----- Records to use
PR #159, opened 2022-02-23
Docs use intersphinx correctly to link to CMake command docs

### LINKED ISSUE #141: [DOC] Link Sphinx `ref`s to official CMake Docs
I've been reading through the `rapids-cmake` docs and I noticed that we use Sphinx [refs](https://www.sphinx-doc.org/en/master/usage/restructuredtext/roles.html#ref-role) in places like [here](https://github.com/rapidsai/rapids-cmake/blob/e430e4cf08062d312c434497e31bb4ed8dad61d5/rapids-cmake/cmake/support_conda_env.cmake#L39). I think the objective of the `ref` is to link to the official, external CMake docs, but it doesn't seem to be working currently. I think we need to configure our [intersphinx_mapping variable](https://github.com/rapidsai/rapids-cmake/blob/e430e4cf08062d312c434497e31bb4ed8dad61d5/docs/conf.py#L121) to [something like this](https://gitlab.kitware.com/cmake/cmake/-/issues/21610#note_875068) in order for the external links to work correctly.

Here's the official docs on the `intersphinx_mapping` variable for reference: https://www.sphinx-doc.org/en/master/usage/extensions/intersphinx.html#confval-intersphinx_mapping

I can try to tackle this after the holidays if no one gets to it before then.

robertmaynard:
Fixes #141

### DIFF
--- a/rapids-cmake/cpm/find.cmake
+++ b/rapids-cmake/cpm/find.cmake
@@ -66,7 +66,7 @@ consistency. List all targets used by your project in `GLOBAL_TARGET`.
   our build directory export set.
----------
**Required action**
Write out the lines of the listing from the one with "I've been reading" to the very end, inclusive, exactly as they appear and with nothing added.

**Solution**
I've been reading through the `rapids-cmake` docs and I noticed that we use Sphinx [refs](https://www.sphinx-doc.org/en/master/usage/restructuredtext/roles.html#ref-role) in places like [here](https://github.com/rapidsai/rapids-cmake/blob/e430e4cf08062d312c434497e31bb4ed8dad61d5/rapids-cmake/cmake/support_conda_env.cmake#L39). I think the objective of the `ref` is to link to the official, external CMake docs, but it doesn't seem to be working currently. I think we need to configure our [intersphinx_mapping variable](https://github.com/rapidsai/rapids-cmake/blob/e430e4cf08062d312c434497e31bb4ed8dad61d5/docs/conf.py#L121) to [something like this](https://gitlab.kitware.com/cmake/cmake/-/issues/21610#note_875068) in order for the external links to work correctly.

Here's the official docs on the `intersphinx_mapping` variable for reference: https://www.sphinx-doc.org/en/master/usage/extensions/intersphinx.html#confval-intersphinx_mapping

I can try to tackle this after the holidays if no one gets to it before then.

robertmaynard:
Fixes #141

### DIFF
--- a/rapids-cmake/cpm/find.cmake
+++ b/rapids-cmake/cpm/find.cmake
@@ -66,7 +66,7 @@ consistency. List all targets used by your project in `GLOBAL_TARGET`.
   our build directory export set.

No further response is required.